Un vídeo explicativo donde los usuarios pueden tomar más ideas para reportar el impacto de FF Industries en el suelo y el agua, como su rol como recolectores de muestras, biomonitoreo, inspecciones visuales georreferenciadas o la utilidad de las pruebas de campo profesionales.
El biomonitoreo puede servir como otro enfoque de ciencia ciudadana para evaluar la calidad del agua que no requiere ningún sensor, sino que utiliza organismos vivos para aprender sobre las condiciones ambientales y el estado. Se considera un método barato y confiable. Por lo general, las iniciativas de ciencia ciudadana se basan en bioindicadores como los macroinvertebrados. Se pueden identificar diferentes grupos taxonómicos utilizando herramientas y aplicaciones fáciles de usar.
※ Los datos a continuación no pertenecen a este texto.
PR #443, opened 2017-03-19
Fixing systemd

benjaoming:
Lacking a mandatory section, obviously because the auto-generated file, I copied was broken.

Systemd is becoming the standard on most major distros, so we better be up to speed. Also this for consideration: https://twitter.com/systemdsucks

## Summary

Tested in Ubuntu 16.04

## Issues addressed

https://github.com/learningequality/ka-lite/issues/5423

## TODO

> PR is considered WIP (work in progress), until all TODOs are marked.

- [x] Added/updated the documentation.
- [x] Updated installer's local changelog
- [x] Verified test builds

### DIFF
--- a/debian/debian/changelog
+++ b/debian/debian/changelog
@@ -1,3 +1,9 @@
+ka-lite-source (0.17.0-0ubuntu2) trusty; urgency=medium
+
+  * Rebuild with systemd fix
+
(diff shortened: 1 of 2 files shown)


benjaoming:
Verified in Ubuntu 16.04 and Raspian Jessie - works!

    systemctl start/stop/restart ka-lite  #systemd notation
    service ka-lite start/stop/restart  # old notation

PR #457, opened 2017-06-08
Create a menu to show KA Lite logs

### LINKED ISSUE #455: Create a logging UI in KA Lite windows application
## Summary

> This will show all the logs when starting kalite.
> This will also fix #437

mrpau-richard:
## Summary

> I created a new menu to show the KA Lite logs using LogExpet application. 

## Issues addressed

Fixes #455 

@radinamatic Here's the [windows installer](https://drive.google.com/open?id=0B5Tyi-tRKOFMcWl5OVRlcVN6VGM) to test this.


radinamatic:
@mrpau-richard I wasn't aware this required additional .NET framework install:

logexpet1

It wasn't problematic to install, I'm just not sure we should require it from users...

logexpet2

Would this work on older versions of Windows? How about if they can't connect the device to Internet to download the .NET framework installer? 

Could we try to implement the option for viewing logs without additional installation? What's wrong with plain ol' Notepad? They had that back on Win 95... 😉 

@benjaoming Thoughts?

benjaoming:
I agree with @radinamatic - we should require external software for a trivial thing such as logs. The most important part is that users are aware that they exist and can easily open them and copy-paste stuff if they need to report about bugs etc.

Also, in case of crashes, it seems like a good idea to open up the log in Notepad so it won't disappear. In case of `server.log` it's not so dangerous in terms of file size because the log is truncated every time KA Lite is started.

mrpau-richard:
@radinamatic thanks for testing this, I've removed the external application that's required .net application and used notepad as you suggested. here's the [installer](https://drive.google.com/open?id=0B5Tyi-tRKOFMbzRsX3RaQzRGdU0) for another testing.

radinamatic:
@mrpau-richard Perfect, `Notepad` is back! 👍 

virtualbox_msedge - win10_preview_12_06_2017_14_22_24

benjaoming:
@mrpau-richard do you need a review from @cpauya? In case not, I recommend self-merging.

windows/README.md
```diff
@@ -8,6 +8,7 @@ This project provides a smoother way to install and run KA Lite in a Windows Mac
 * Inno Setup 5.5.3 [Download] (http://files.jrsoftware.org/is/5/)
 * Microsoft Visual Studio Community 2015 [Website] (https://www.visualstudio.com/)
 * Git (note: install with the option to place the `git` executable in the path, so it can be run within `cmd`)
+* LogExpert Website] (http://www.log-expert.de)
```
cpauya: We no longer use this.

windows/gui-source/KA Lite/KALite.cpp
```diff
@@ -209,6 +211,25 @@ void autoStartServerAction()
...
 
+void showKaliteServerLogs()
+{	
+	const DWORD MAX_SIZE = 255;
+	std:string filePath = "\\server.log";
+	char home_path[MAX_SIZE];
+	kaliteHomePath(home_path, MAX_SIZE);
+	std::string str(home_path);
+	struct stat fileAtt;
+	std::string kalite_logs_path = home_path + filePath;
```
cpauya: Inconsistent variable naming - this is C++ and not Python - your variables should use camelCase.  Here's an MSDN reference that you can apply: https://docs.microsoft.com/en-us/dotnet/standard/design-guidelines/capitalization-conventions.

windows/gui-source/KA Lite/KALite.cpp
```diff
@@ -282,6 +303,7 @@ int WINAPI WinMain(HINSTANCE hInstance, HINSTANCE hPrevInstance, LPSTR lpCmdLine
 	menu6 = new fle_TrayMenuItem("Run KA Lite at system startup.", &runAtStartupAction);
```
cpauya: Why are we still using ambiguous variable names like `menu6` here instead of `mnuRunAtStartup` or similar?  

I remember having reviewed a PR with these variables which you've already corrected @mrpau-richard - or maybe it's on Kolibri?  If so, then we should propagate those good programming practices back here at KA-Lite.

You can create a separate PR for these changes if you want.

mrpau-richard: Ok, I'll create another PR for that one.

mrpau-richard:
@cpauya I'm done fixing all your comments.

cpauya:
Nice one @mrpau-richard - let's test it one more time @mrpau-eduard then you can merge away.

radinamatic:
Ready to test again, if necessary! 👍

mrpau-eduard:
Hi @radinamatic you can grab the [windows installer](https://drive.google.com/open?id=0B-E59G3J_sXmN1E0WDdld1lRRDQ) here. I built a new one for this feature so you can test it. 
So far it is working on our side.

mrpau-eduard:
Done testing this feature with @mrpau-eugene .
Merging this `PR` so we can use it :)

PR #462, opened 2017-07-21
Allow user to import KA Lite database during upgrade.

### LINKED ISSUE #459: Allow user to import KA Lite database during upgrade process
## Summary

> This issue came up after allowing the user to use their KA Lite content path in this [PR](https://github.com/learningequality/ka-lite-installers/pull/442)

mrpau-richard:
## Summary

> I created a dialog message that allow the user to import KA Lite database during upgrade.

## Issues addressed

Fixes #459 

Here's the [windows installer](https://drive.google.com/open?id=0B5Tyi-tRKOFMalVyNTFEN010OHc) for testing.

/cc @radinamatic  @benjaoming

### DIFF
--- a/windows/installer-source/KaliteSetupScript.iss
+++ b/windows/installer-source/KaliteSetupScript.iss
@@ -289,7 +289,6 @@ var
     prevVerStr : String;
     retCode: Integer;
 begin
-    SelectKaliteDatabase;
     prevVerStr := GetPreviousVersion();
     if (CompareStr('{#TargetVersion}', prevVerStr) >= 0) and not (prevVerStr = '') then
     begin
@@ -305,8 +304,10 @@ begin
         end
         else
         begin
-            { This is where version-specific migration stuff should happen. }
 
+            SelectKaliteDatabase;
+
+            { This is where version-specific migration stuff should happen. }
             if CompareStr(prevVerStr, '0.13.99') < 0 then
             begin
                 if CompareStr('{#TargetVersion}', '0.14.0') >= 0 then
@@ -359,6 +360,7 @@ begin
         { Unclear what the logic here is. This is only executed if HandleUpgrade was not previously run. }
         if Not isUpgrade then
             HandleUpgrade(ExpandConstant('{app}'));
+
     end;
 end;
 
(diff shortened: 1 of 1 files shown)


benjaoming:
@mrpau-richard sorry that there have been no reviews here

Could you explain why importing a database is only relevant during an upgrade?

mrpau-richard:
@benjaoming I think the reason why I have this PR is when we allow the user to set there own KA Lite content path, it may also need to import there existing KA Lite database. I suggested it in this [PR](https://github.com/learningequality/ka-lite-installers/pull/442#issuecomment-303934115).

mrpau-richard:
@benjaoming it's also applicable to import database during fresh installation. Sorry I did not get your question [here](https://github.com/learningequality/ka-lite-installers/pull/462#issuecomment-326426522).

benjaoming:
@mrpau-richard would you say that this is safe to merge?

If an upgrade through the Windows Installer causes the database to be overwritten presently, then it would sound like a critical fix.

However, if the current behavior also keeps an existing database unharmed, then maybe we should skip this PR, seeing that we probably won't be able to maintain any possible bugs that it might cause (not saying that the code is bad, just that it's rather complex by nature) ?

mrpau-richard:
@benjaoming I just re-tested this, During the upgrade it will overwrite the existing KA Lite database and replace with the new one that the user uploaded.

benjaoming:
@mrpau-richard wasn't the old behavior during upgrade to keep the user's existing database?

I mean, the same as what would happen if you `pip install ka-lite` (first time) and then when an upgrade arrives `pip install ka-lite --upgrade`: You just get a newer version, but everything in `~/.kalite` remains the same...

mrpau-richard:
@benjaoming Yeah, During upgrade the old KA Lite database remain. Unless the user uploaded a new one and it replace the existing database.

benjaoming:
Thanks for the clarification @mrpau-richard -- then I would say that this issue is not important: **Replacing** the database while upgrading does not fit any use case that I know of. **Preserving** the database is the critical part, and if that's already covered, then I think it's okay to move on.

Would you be okay about closing this PR? We have a lot of stuff going on :)

mrpau-richard:
I agree @benjaoming lets close this and move on.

Por ejemplo, la presencia de especies sensibles a la contaminación, como las efímeras y los tricópteros, indica agua limpia, mientras que la de especies tolerantes a la contaminación, como las sanguijuelas, indica agua insalubre. La iniciativa Freshwaterwatch presenta pautas y herramientas para la ciencia ciudadana que monitorea los ecosistemas de agua dulce, incluyendo su biomonitoreo. Además de los indicadores de fauna, la capacitación también cubre la recopilación de datos sobre algas y macrófitos, que son otro grupo de organismos cuya presencia o ausencia indica la calidad del agua dulce.
La industria de los combustibles fósiles tiene un impacto negativo en la salud del suelo y los ecosistemas terrestres. Por ejemplo, la minería de carbón daña directamente la tierra y destruye paisajes enteros al remover la capa superficial del suelo y raspar el suelo. Además, contamina indirectamente el suelo con subproductos tóxicos como metales pesados. La iniciativa de ciencia ciudadana Prepsoil proporciona un marco para el monitoreo del suelo en Europa. Para un monitoreo sencillo de la salinidad del suelo, utilice un medidor de conductividad eléctrica (CE). La mejor manera de analizar el suelo para detectar metales pesados es enviar una muestra al laboratorio de suelos. La perturbación de los ecosistemas terrestres puede evaluarse mediante el monitoreo de especies invasoras y la recopilación de datos sobre su presencia mediante mapeo participativo.